As more is learned about the growth of wisdom over the lifespan, it is also important not to overplay the wisdom of adulthood. Just as stereotypes regarding adolescence have colored our interpretation of brain research, it is just as easy to romanticize the experience and wisdom of adulthood. Research shows that relying on gist can lead to predictable biases even in experts (see Wilhelms et al., 2015). The increasing aversion to risk in ambiguous contexts may also lead to less than optimal search tendencies (Tymula et al., 2012). A good deal of research in decision making over the past several decades reveals how heuristics and biases common in adults can produce fallacies in judgment (Kahneman, 2013, Stanovich, 2011). This classic research serves as the foundation of more recent approaches, such as fuzzy-trace theory, that account for fallacies in adulthood but also explain the strengths of mature decision making (Defoe et al., 2014, Reyna et al., 2014).

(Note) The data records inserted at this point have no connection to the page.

PR #87512, opened 2021-07-27
Port clippy lint `redundant_field_names` to compiler

fee1-dead:


camsteffen:
I think we should remove the lint from Clippy in the same PR.

The lint really should be named `redundant_field_initializers` or `field_init_same_name` or `field_init_repeats_name`.

Are we okay with uplifting this, warn by default, with the possibility of enhancing it if we allow `Struct { &foo }`? (I think that's fine).

Can we put this in the `nonstandard-style` group? It seems like rustc is lacking a "style" group for slightly more picky lints. Someone will say that such lints belong in Clippy, but I'm not so sure. This lint feels like it could be in rustc.

If this lint triggers in macros for `$a: $b`, that's probably a deal-breaker. Maybe we can detect cases like `$a: $a`.

fee1-dead:
> Can we put this in the nonstandard-style group?

I don't think so because AFAIK that group is only used for lints with nonstandard naming conventions.

fee1-dead:
Hey @cjgillot do you have time to review this? Or should I reassign someone else to get their eyes on this?

cjgillot:
LGTM on the rustc side. If @camsteffen is ok on the clippy side, r=me.

compiler/rustc_lint/src/passes.rs
```diff
@@ -127,6 +127,7 @@ macro_rules! declare_combined_late_lint_pass {
         }
 
         impl $name {
+            #[allow(redundant_field_initializers)]
```
camsteffen, line 130: Shouldn't we prevent this by checking if the struct expression span is from expansion?

camsteffen:
Clippy changes LGTM. I just have a concern regarding macros.

compiler/rustc_lint/src/passes.rs
fee1-dead: Yeah, already fixed.

fee1-dead:
I don't have bors permissions ATM. @cjgillot can you approve it please? Thanks.

workingjubilee:
Why are we uplifting this lint?

fee1-dead:
@joshtriplett said in [this zulip thread](https://rust-lang.zulipchat.com/#narrow/stream/122651-general/topic/clippy.20lints.20to.20CI/near/210310736) that he would like to see clippy lints uplifted.

I do see a small problem for projects that want to maintain a quite low msrv (<1.17.0). But I don't know about whether there are projects that need to maintain a msrv this ancient.

To quote the rustc-dev-guide:
> ## [Diagnostic Levels](https://rustc-dev-guide.rust-lang.org/diagnostics.html?highlight=lint#diagnostic-levels)
>
> Guidelines for different diagnostic levels:
>
> - `error`: [...]
>
> - `warning`: [...] Some examples of when it is appropriate to issue a warning:
>     - [...]
>     - **Unnecessary syntax that can be removed without affecting the semantics of the code. For example, unused code, or unnecessary `unsafe`**.
>     - [...]

workingjubilee:
This could be considered in the same category, but it is not an instance of code that seems like it was intended to be used, or reflective of a misunderstanding as with a false invocation of `unsafe`, it is simply a bit of repetition. This has usually not merited a lint in rustc, and indeed the language actually favors repetition as with e.g. trailing commas where it would make things easier to rename and refactor... as might be a sensible choice here.

Many lints have been uplifted from clippy in the past, and I would honestly be happy to see more. But what I mean is that previously many of the lints that were uplifted from clippy were correctness lints (of which there are even now many that seem like good candidates) and were both motivated and granted on such a reason. Most of the interest I have seen expressed that aim, and your excerpt comes right next to these quotes:

> Care should be taken when adding warnings to avoid warning fatigue, and avoid false-positives where there really isn't a problem with the code.

> Code that is very likely to be incorrect, dangerous, or confusing, but the language technically allows

Yes, there are projects that have an MSRV below 1.17: serde is one of them.

Mark-Simulacrum:
> @joshtriplett said in this [zulip](https://rust-lang.zulipchat.com/#narrow/stream/122651-general/topic/clippy.20lints.20to.20CI/near/210310736) thread that he would like to see clippy lints uplifted.

I am pretty sure that the interpretation here is not that *all* clippy lints should be uplifted, but rather that approval of lints for uplift via targeted PRs or T-lang MCPs is much more likely to be a successful path toward a decision, as opposed to the prior art at the time of that comment, which was an issue proposing lots of lints to be moved.

Personally, I tend to agree with @workingjubilee that it feels like this lint definitely belongs either in clippy or as an allow-by-default lint; it's primarily a stylistic lint, and doesn't necessarily mean that all people will want to write their code like this. I'd personally be frustrated when seeing a warning on this pattern because the code is equally correct either way and not really significantly more verbose or anything like that.

camsteffen:
Without a lint category, it doesn't really make sense to uplift.  I think rustc should have an allow-by-default category for lints like this:

* clearly more idiomatic
* purely stylistic, non-critical, low-risk
* lints usage of a language feature or prelude items (generally not std API usage)
* the scope of the lint is clear and simple with no perceivable future enhancements

Some candidates: `needless_return`, `write_with_newline`, `writeln_empty_string`, `redundant_pattern`, `redundant_static_lifetimes`, `single_match`, `unused_unit`

There is a very large gap between rustc lints and Clippy lints in terms of stability, false positive rate, lint pickiness, opinionatedness. Of course some of the "blame" falls squarely on Clippy to fix bugs, remove un-useful lints, etc. But Clippy will likely never have the level of stability that rustc has as it is sort of a playground for new lints. A rustc lint category can bridge that gap a bit for people who want rustc to be just a little more picky, but in a highly stable way.

workingjubilee:
I understand Clippy has a lot of highly experimental lints, but are we sure there isn't any chance that Clippy could make the first move on growing such a "low stress" mode where it just emits warnings on lints with stronger consensus behind them? It would seem an appropriate "proof of concept" for the idea, at least.

Clippy is often run in CI for Rust projects and if it denies something then CI doesn't pass. And a lot of projects run `-D warnings` in CI, so if Clippy is pretty unstable then that is probably a bit of a problem. It may be a good idea to more actively rein that in somewhat, or at least use the nursery category a bit more freely when it becomes apparent a lint is more half-baked than expected.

In conclusion, we have presented an alternative model of adolescent brain development that emphasizes the accumulation of experience as adolescents age and transition to adulthood, with concomitant changes in judgment and decision making (see Table 1 for a summary of differences between the Life-span Wisdom Model and Imbalance Models). The model explains much of the apparent increase in adolescent risk taking as an adaptive need to gain the experience required to assume adult roles and behaviors. The risk-taking that reflects lack of control or excessive sensitivity to immediate rewards is primarily an individual difference that characterizes some persons from an early age that can persist well into adulthood. At the same time, the adolescent brain is supremely sensitive to the learning that can occur during this period and has cognitive capacities to take advantage of the experience gained. The result is a brain with integrated circuits encompassing executive function (i.e., cognitive control and inhibition), as well as verbatim and gist memory networks, which can be called upon to negotiate both novel and familiar situations. The preservation of robust gist thinking maintains wise decision making during later adulthood when cognitive control capacities diminish. We believe this approach is more aligned with the scientific evidence, including results that challenge stereotypes about the adolescent brain.